On every push to `main`, the workflow:
1. Checks out the repository.
2. Enables Git LFS support.
3. Pushes the backend code to the Hugging Face Space using `huggingface/hub-sync`.
Required GitHub secret:
```bash
HF_TOKEN=
```
## Project Structure
```text
.
app.py
Dockerfile
requirements.txt
config/
constants.py
settings.py
schemas/
transcription.py
utils/
audio_cleaning.py
notebooks/
eda.ipynb
deepfilternet_demo.ipynb
.github/
workflows/
sync-to-hub.yml
```
## Roadmap
- Add speaker separation before or after transcription.

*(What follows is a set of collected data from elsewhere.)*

PR #16068, opened 2023-07-13
feat(ui): generate types for vue directives

yusufkandemir:

- Feature

- No

**Other information:**
Resolves #15798. This was already planned way before the discussion thread, but linking it anyway.

The types we are generating for directives will no longer be empty interfaces. They will now use the `Directive<Target, Value>` type.

Volar, unfortunately, doesn't provide auto-completion for directives when doing `v-`. I am not sure if this is a known issue. But, it recognizes them and does type-checking. It's not possible to strongly type arg and modifiers, so they are documented as comments. It will be possible with https://github.com/vuejs/core/pull/3399, but without the ability to add an extra explanation for individual things from the way it is structured, it seems. So, the comments will be useful in any case.

We are now generating new types for each directive with the `Value` suffix(e.g. `TouchPanValue`) which holds the type of the value the directive expects. This type can be used to create variables to feed to the directive. Here is an example:
```html
<template>
  <div v-touch-pan.mouse="touchPanHandler">
    Touch Here
  </div>
</template>

<script setup lang="ts">
import { TouchPanValue } from 'quasar';

const touchPanHandler: TouchPanValue = (event) => {
  console.log(event);
};
</script>
```
image

Extra screenshots:

image
image
image
image

### DIFF
--- a/ui/build/build.types.js
+++ b/ui/build/build.types.js
@@ -353,10 +353,21 @@ function getIndexDts (apis) {
       const valueType = getTypeVal(content.value)
 
       const directiveValueType = `${ typeName }Value`
+      const comments = [
+        '/**',
+        ` * ${ content.value.desc }`,
+        ' *',
+        ` * @see ${ content.meta.docsUrl }`,
+        ' */'
+      ].join('\n')
+
+      write(contents, comments + '\n')
       writeLine(contents, `export type ${ directiveValueType } = ${ valueType }`)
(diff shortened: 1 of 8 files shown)


jaybo:
To use **TouchPanValue** in Quasar 2.18.6 without lint errors, Claude tells me I need to do this:
```
onPan(evt: Parameters<TouchPanValue>[0]) {
...
}
```
Which seems bizarre.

- Add automated tests before syncing to Hugging Face.
- Host more AI model logic directly on Hugging Face.
- Add automatic model switching and fallback behavior during API spikes.
- Expand observability around transcription latency and failure modes.
## Clinical Safety Scope
Medscribe AI is built as an AI-assisted documentation workflow. The backend provides transcription support for clinician review and should not be treated as a medical device or official medical record system by itself.